» **What to work on**
Among the records that follow, find each line holding the word "state" and copy it.
··· Supplied records ···
PR #4735, opened 2026-08-25
docs(core): fix duplicated words in internal comments

zjuzhongwen:
Fix three duplicated words in internal comments covering job state, the null surrogate, and platform exception handling.

### DIFF
--- a/kotlinx-coroutines-core/common/src/JobSupport.kt
+++ b/kotlinx-coroutines-core/common/src/JobSupport.kt
@@ -1549,7 +1549,7 @@ private class ResumeAwaitOnCompletion<T>(
         val state = job.state
         assert { state !is Incomplete }
         if (state is CompletedExceptionally) {
-            // Resume with with the corresponding exception to preserve it
+            // Resume with the corresponding exception to preserve it
             continuation.resumeWithException(state.cause)
         } else {
             // Resuming with value in a cancellable way (AwaitContinuation is configured for this mode).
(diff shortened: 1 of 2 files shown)


kotlinx-coroutines-core/common/src/internal/CoroutineExceptionHandlerImpl.common.kt
```diff
@@ -23,7 +23,7 @@ internal expect fun propagateExceptionFinalResort(exception: Throwable)
  * Deal with exceptions that happened in coroutines and weren't programmatically dealt with.
  *
  * First, it notifies every [CoroutineExceptionHandler] in the [platformExceptionHandlers] list.
- * If one of them throws [ExceptionSuccessfullyProcessed], it means that that handler believes that the exception was
+ * If one of them throws [ExceptionSuccessfullyProcessed], it means that handler believes that the exception was
```
dkhalanskyjb: That's valid English. "it means that [**that handler** believes ...]"

dkhalanskyjb (changes requested):

kotlinx-coroutines-core/common/src/internal/CoroutineExceptionHandlerImpl.common.kt
zjuzhongwen: Thanks for the clarification! I misunderstood the second "that" as a duplicate word. 

I've restored the original wording. Please review it again.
···
» **Solution**
Fix three duplicated words in internal comments covering job state, the null surrogate, and platform exception handling.
         val state = job.state
         assert { state !is Incomplete }
         if (state is CompletedExceptionally) {
             continuation.resumeWithException(state.cause)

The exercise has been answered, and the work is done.